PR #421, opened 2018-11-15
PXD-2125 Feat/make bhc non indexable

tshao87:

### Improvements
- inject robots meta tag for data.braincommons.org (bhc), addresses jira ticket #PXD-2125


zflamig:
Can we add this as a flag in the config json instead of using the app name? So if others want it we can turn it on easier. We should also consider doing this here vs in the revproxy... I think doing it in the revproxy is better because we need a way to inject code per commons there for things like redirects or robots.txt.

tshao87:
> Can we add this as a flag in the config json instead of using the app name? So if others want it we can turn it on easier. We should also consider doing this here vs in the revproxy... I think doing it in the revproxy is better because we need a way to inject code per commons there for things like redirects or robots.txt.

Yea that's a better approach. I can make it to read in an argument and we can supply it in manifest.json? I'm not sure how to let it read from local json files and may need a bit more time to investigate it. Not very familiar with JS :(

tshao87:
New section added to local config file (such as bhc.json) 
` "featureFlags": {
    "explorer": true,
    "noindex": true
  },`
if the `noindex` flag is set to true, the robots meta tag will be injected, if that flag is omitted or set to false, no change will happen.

◆ ◆ ◆

Lines with the word "need" in them: report all of these from the listing above.

Can we add this as a flag in the config json instead of using the app name? So if others want it we can turn it on easier. We should also consider doing this here vs in the revproxy... I think doing it in the revproxy is better because we need a way to inject code per commons there for things like redirects or robots.txt.
> Can we add this as a flag in the config json instead of using the app name? So if others want it we can turn it on easier. We should also consider doing this here vs in the revproxy... I think doing it in the revproxy is better because we need a way to inject code per commons there for things like redirects or robots.txt.
Yea that's a better approach. I can make it to read in an argument and we can supply it in manifest.json? I'm not sure how to let it read from local json files and may need a bit more time to investigate it. Not very familiar with JS :(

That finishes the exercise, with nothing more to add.